* **Problem details**
Below are the records. Retype exactly the lines between the lines holding "PR #3377, opened 2020-06-28" and "with solids (BRep)", inclusive.

* **Data listing**
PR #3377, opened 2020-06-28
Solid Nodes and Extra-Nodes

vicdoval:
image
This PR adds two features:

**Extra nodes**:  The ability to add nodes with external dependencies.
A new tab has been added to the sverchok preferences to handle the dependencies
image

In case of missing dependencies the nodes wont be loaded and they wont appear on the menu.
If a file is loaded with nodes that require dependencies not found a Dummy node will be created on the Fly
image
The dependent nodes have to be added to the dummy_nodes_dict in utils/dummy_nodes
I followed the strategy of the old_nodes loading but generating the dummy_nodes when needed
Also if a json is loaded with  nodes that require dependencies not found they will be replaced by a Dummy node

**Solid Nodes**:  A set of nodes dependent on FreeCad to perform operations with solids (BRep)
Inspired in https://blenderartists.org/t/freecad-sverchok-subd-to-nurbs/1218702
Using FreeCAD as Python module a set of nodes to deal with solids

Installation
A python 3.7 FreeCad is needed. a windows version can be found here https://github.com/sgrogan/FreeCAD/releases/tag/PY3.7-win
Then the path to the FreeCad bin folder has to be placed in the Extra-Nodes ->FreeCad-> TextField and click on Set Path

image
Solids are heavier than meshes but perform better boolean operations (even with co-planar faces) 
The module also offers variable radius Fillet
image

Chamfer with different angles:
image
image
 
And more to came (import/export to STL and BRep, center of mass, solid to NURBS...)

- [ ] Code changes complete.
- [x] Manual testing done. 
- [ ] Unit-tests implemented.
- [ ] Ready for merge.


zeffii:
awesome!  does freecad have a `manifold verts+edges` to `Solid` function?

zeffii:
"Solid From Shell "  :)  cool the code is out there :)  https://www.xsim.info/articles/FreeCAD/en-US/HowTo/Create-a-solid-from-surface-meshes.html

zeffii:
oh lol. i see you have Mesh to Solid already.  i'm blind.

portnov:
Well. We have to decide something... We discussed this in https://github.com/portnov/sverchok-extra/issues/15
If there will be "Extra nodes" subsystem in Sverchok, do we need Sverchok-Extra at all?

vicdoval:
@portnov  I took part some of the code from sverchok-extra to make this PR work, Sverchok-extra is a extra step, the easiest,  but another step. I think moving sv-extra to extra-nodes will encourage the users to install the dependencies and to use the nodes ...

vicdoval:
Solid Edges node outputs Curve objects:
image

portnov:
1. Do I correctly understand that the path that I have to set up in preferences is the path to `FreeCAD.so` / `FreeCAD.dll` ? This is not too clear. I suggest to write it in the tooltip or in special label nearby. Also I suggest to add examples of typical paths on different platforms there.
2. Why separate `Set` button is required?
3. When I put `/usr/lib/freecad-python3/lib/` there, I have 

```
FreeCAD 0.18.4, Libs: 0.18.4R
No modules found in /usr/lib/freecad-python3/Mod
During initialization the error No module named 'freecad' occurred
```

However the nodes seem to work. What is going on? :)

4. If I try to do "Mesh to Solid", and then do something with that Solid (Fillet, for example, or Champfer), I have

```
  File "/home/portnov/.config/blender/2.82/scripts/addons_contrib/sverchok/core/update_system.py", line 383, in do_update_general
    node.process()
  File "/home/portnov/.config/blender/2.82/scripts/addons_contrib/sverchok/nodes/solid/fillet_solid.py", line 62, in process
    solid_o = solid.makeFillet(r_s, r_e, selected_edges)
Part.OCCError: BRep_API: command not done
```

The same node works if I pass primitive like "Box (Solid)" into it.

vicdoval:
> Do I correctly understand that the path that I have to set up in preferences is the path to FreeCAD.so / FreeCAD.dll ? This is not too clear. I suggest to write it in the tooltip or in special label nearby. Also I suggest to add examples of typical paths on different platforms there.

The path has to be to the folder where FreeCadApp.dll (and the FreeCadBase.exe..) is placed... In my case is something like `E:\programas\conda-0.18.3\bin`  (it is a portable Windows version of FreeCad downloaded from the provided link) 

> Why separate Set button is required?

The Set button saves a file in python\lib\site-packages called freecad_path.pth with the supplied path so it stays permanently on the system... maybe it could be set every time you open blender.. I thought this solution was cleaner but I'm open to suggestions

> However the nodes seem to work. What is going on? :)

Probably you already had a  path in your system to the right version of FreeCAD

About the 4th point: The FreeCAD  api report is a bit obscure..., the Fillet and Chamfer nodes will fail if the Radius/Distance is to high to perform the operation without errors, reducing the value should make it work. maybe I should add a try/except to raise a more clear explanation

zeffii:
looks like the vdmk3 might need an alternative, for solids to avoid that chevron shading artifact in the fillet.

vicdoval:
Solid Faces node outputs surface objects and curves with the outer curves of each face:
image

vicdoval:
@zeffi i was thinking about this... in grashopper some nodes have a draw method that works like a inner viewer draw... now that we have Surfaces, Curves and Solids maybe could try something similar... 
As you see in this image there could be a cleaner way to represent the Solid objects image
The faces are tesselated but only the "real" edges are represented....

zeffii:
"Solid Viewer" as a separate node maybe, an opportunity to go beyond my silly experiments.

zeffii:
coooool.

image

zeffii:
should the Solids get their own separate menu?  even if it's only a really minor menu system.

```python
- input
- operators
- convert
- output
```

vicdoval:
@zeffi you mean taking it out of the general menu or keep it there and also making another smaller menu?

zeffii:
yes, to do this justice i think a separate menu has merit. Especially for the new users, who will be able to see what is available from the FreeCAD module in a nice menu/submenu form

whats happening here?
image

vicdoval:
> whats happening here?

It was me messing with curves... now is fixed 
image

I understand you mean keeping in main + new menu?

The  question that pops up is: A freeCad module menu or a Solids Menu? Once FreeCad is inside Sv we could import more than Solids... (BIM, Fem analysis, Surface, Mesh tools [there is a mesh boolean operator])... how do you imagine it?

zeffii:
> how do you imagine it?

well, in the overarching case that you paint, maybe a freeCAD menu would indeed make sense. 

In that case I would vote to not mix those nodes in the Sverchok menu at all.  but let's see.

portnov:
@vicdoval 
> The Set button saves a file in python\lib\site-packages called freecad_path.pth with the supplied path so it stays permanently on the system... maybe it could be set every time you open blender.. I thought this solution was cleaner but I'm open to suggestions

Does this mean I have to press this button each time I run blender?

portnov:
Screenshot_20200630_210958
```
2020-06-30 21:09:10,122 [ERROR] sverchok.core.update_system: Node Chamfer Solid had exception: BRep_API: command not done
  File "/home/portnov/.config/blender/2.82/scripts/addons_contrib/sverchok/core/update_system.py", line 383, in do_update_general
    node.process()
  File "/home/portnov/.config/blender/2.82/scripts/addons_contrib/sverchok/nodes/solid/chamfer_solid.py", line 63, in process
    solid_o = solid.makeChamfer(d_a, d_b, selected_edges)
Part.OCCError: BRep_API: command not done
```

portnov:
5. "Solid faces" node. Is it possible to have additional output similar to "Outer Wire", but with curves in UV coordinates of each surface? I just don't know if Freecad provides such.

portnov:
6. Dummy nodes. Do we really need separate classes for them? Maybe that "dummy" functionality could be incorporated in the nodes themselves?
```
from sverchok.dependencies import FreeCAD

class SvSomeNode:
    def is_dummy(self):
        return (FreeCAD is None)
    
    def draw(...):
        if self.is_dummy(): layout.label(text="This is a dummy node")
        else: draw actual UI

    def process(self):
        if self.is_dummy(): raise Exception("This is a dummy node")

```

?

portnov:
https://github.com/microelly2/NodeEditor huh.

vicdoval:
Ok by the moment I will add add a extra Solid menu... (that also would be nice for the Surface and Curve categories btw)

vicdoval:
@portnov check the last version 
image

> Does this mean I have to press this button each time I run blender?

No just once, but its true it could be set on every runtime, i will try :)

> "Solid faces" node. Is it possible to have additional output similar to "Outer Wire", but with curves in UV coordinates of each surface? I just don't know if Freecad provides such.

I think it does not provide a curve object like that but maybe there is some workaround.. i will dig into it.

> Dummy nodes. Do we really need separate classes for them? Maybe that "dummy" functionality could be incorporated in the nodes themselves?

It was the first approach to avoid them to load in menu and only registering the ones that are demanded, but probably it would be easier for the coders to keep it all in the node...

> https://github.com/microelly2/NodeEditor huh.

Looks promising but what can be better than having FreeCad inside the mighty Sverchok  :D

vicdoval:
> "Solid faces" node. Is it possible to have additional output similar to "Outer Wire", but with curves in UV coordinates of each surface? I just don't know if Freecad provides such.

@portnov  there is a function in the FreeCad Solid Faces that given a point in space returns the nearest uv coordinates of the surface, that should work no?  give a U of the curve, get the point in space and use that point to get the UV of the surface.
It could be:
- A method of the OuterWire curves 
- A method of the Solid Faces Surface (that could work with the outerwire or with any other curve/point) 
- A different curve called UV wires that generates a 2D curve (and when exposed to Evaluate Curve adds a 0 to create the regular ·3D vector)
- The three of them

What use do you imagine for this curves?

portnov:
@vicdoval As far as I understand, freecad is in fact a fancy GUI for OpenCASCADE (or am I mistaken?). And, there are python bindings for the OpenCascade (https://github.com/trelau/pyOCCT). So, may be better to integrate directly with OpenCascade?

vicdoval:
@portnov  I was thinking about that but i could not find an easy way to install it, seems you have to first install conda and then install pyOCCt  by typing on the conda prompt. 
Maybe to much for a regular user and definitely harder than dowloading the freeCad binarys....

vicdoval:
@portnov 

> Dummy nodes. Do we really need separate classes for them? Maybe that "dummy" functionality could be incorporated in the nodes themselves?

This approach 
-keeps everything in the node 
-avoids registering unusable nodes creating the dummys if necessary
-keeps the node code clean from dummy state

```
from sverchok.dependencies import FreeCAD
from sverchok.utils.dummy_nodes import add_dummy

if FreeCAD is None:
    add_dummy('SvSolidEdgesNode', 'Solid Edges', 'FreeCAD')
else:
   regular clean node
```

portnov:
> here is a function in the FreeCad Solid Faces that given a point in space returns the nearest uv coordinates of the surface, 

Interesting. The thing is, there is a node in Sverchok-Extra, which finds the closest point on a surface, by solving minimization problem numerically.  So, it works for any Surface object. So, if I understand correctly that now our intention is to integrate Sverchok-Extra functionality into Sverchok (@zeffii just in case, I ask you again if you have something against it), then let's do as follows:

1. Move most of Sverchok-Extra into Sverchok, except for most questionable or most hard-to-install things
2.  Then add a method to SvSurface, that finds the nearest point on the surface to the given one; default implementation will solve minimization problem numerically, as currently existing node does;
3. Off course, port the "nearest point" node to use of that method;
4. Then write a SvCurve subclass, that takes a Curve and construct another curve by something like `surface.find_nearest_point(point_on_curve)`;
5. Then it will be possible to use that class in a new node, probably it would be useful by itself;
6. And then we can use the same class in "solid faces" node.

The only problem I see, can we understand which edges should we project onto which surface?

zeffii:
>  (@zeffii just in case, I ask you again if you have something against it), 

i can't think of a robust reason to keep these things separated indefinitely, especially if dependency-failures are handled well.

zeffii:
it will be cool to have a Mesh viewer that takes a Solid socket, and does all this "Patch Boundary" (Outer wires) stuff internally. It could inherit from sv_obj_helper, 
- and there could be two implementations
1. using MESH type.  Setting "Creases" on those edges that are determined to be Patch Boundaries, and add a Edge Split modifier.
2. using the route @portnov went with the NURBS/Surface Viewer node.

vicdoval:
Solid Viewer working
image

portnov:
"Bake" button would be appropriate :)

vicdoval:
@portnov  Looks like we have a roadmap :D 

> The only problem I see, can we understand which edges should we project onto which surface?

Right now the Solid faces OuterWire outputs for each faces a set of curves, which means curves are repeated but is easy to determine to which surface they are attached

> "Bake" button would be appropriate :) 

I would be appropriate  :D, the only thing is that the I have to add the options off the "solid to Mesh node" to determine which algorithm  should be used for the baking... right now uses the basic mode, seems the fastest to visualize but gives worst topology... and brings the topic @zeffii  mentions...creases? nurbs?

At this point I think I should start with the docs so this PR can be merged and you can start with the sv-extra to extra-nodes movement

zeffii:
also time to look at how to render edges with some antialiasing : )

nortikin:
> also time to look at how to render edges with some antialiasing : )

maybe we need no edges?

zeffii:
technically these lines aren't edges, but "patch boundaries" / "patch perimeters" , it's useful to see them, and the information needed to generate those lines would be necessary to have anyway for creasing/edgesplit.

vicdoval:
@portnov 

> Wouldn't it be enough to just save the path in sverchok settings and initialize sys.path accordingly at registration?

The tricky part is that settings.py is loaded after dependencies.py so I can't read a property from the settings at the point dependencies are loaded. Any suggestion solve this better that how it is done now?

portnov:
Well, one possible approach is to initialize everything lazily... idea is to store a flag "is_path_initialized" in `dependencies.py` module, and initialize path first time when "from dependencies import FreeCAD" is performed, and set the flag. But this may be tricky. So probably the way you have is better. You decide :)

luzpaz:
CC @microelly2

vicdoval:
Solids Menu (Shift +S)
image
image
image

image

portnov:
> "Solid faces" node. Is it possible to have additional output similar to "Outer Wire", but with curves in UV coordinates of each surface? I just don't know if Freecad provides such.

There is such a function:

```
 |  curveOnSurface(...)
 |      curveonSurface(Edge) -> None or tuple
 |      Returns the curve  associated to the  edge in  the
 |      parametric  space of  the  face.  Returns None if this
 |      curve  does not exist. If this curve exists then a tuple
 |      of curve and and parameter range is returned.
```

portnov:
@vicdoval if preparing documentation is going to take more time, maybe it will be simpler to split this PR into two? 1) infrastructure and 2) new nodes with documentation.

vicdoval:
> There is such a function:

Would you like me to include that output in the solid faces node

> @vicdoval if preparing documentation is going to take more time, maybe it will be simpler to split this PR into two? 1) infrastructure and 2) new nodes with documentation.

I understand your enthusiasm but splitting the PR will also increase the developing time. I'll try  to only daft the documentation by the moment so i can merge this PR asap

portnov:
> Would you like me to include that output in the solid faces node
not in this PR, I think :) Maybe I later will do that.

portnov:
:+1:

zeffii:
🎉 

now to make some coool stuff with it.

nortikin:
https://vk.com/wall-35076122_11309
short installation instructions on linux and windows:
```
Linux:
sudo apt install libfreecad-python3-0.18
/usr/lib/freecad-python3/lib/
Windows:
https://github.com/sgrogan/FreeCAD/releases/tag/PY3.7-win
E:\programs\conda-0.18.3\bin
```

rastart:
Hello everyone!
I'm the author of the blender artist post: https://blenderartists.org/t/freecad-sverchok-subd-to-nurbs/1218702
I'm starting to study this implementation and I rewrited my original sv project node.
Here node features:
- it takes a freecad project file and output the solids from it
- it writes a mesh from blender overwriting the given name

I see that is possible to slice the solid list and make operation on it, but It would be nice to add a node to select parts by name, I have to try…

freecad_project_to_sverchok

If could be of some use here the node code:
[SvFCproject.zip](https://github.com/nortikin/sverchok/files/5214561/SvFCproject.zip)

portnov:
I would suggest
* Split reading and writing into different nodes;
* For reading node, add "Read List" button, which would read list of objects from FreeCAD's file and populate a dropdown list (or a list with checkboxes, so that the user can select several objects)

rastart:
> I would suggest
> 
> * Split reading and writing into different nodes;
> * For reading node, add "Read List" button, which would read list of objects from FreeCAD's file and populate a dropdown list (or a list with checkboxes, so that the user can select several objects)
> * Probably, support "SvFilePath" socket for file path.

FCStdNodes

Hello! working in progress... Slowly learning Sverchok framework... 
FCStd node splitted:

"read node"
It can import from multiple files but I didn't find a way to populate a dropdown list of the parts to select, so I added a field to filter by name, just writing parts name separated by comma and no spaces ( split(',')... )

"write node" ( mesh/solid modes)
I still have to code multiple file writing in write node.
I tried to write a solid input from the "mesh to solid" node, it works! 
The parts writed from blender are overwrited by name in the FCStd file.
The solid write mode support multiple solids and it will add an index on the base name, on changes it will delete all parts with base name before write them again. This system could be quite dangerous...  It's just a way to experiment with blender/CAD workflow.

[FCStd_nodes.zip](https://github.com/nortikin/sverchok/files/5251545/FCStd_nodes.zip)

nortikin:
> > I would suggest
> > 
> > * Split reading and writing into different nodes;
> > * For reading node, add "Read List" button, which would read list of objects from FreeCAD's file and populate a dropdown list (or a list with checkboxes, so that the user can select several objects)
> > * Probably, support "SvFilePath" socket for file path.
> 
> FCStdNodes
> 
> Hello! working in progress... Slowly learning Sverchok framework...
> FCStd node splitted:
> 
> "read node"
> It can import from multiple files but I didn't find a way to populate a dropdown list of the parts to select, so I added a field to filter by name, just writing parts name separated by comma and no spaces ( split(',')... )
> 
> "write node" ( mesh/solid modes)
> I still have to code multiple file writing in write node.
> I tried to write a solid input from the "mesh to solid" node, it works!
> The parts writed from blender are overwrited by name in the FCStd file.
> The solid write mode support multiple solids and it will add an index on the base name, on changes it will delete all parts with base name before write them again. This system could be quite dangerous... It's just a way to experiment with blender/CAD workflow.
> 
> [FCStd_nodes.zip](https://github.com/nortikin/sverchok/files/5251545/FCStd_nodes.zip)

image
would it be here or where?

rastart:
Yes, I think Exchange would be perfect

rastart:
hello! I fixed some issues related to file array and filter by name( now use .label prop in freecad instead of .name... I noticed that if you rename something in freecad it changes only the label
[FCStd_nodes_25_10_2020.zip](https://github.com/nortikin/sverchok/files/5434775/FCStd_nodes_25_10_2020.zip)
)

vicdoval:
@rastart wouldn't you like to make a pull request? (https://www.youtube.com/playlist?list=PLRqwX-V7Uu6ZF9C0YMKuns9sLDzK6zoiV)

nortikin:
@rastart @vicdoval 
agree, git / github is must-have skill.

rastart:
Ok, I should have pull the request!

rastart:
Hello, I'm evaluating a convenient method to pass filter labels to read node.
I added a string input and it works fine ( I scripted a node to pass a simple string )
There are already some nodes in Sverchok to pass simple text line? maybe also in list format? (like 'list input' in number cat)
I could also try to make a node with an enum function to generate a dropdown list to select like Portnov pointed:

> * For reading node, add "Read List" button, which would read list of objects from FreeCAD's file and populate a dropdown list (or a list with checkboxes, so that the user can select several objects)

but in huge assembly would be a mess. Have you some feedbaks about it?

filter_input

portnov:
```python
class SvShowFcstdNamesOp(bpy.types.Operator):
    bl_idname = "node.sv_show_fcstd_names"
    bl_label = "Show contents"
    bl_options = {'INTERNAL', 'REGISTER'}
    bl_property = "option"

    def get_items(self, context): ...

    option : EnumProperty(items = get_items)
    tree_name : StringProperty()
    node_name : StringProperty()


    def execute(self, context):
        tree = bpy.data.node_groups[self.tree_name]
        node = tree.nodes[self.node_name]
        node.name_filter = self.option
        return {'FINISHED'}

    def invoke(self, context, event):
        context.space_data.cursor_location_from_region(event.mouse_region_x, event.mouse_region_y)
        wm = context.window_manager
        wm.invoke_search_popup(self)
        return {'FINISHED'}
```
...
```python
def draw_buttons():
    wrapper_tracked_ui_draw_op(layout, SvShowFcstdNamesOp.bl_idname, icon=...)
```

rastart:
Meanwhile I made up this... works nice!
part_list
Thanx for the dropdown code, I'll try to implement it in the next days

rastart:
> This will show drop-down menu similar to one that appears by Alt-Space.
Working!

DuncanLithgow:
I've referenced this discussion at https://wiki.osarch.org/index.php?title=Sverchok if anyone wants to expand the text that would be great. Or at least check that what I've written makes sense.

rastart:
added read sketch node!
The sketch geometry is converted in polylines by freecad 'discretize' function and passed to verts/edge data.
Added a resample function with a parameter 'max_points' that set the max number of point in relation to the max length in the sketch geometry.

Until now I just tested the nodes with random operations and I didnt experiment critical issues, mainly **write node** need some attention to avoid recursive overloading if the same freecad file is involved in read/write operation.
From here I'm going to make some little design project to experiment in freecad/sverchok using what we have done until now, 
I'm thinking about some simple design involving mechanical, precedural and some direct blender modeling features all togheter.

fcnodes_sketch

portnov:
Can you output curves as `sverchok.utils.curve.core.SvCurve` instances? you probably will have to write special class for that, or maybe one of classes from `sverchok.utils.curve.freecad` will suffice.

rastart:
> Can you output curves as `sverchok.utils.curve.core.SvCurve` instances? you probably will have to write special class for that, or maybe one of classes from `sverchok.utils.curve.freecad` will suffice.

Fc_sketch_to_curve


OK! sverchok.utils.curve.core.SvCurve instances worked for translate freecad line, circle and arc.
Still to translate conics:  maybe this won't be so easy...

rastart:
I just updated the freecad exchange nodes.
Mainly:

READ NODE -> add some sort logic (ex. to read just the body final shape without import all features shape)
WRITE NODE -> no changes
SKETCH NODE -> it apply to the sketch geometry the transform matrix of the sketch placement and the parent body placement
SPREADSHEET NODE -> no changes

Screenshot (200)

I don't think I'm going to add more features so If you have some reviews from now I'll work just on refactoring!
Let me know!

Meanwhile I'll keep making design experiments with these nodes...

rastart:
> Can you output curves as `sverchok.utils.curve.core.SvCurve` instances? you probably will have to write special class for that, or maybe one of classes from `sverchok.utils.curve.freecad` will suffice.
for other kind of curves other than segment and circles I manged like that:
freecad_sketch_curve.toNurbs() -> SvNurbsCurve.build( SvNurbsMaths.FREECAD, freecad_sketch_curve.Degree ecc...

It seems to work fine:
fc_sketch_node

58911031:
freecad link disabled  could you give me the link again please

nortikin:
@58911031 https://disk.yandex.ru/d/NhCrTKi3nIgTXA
---
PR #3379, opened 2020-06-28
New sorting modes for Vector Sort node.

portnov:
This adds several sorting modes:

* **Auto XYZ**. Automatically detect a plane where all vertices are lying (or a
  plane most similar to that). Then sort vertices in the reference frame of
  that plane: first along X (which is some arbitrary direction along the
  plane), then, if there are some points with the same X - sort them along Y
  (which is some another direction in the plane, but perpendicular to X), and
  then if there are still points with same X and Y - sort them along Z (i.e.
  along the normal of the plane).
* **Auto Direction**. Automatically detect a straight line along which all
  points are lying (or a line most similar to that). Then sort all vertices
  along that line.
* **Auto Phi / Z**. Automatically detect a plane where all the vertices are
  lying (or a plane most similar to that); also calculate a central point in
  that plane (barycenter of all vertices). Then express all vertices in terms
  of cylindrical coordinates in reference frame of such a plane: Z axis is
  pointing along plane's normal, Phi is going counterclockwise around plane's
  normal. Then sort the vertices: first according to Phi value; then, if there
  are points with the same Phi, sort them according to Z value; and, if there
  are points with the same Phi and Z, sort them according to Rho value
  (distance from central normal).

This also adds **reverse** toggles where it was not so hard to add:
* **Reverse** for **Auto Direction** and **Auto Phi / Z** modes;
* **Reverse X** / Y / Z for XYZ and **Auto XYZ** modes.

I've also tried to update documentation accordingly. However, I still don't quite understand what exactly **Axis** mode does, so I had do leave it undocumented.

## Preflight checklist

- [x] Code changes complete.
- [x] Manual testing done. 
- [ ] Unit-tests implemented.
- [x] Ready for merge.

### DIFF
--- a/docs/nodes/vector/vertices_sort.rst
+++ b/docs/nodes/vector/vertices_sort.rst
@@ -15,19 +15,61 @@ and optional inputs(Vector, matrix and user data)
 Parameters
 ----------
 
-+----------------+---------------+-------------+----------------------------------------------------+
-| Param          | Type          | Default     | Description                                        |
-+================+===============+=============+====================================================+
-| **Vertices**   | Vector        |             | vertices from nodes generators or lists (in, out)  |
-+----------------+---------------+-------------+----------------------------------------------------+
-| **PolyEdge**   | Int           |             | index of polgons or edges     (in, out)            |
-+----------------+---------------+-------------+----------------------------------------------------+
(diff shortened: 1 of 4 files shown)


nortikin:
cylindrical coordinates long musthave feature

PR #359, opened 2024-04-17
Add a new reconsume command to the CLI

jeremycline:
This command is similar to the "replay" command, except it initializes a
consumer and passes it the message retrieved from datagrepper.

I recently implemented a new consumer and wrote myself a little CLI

* **Response to this exercise**
PR #3377, opened 2020-06-28
Solid Nodes and Extra-Nodes

vicdoval:
image
This PR adds two features:

**Extra nodes**:  The ability to add nodes with external dependencies.
A new tab has been added to the sverchok preferences to handle the dependencies
image

In case of missing dependencies the nodes wont be loaded and they wont appear on the menu.
If a file is loaded with nodes that require dependencies not found a Dummy node will be created on the Fly
image
The dependent nodes have to be added to the dummy_nodes_dict in utils/dummy_nodes
I followed the strategy of the old_nodes loading but generating the dummy_nodes when needed
Also if a json is loaded with  nodes that require dependencies not found they will be replaced by a Dummy node

**Solid Nodes**:  A set of nodes dependent on FreeCad to perform operations with solids (BRep)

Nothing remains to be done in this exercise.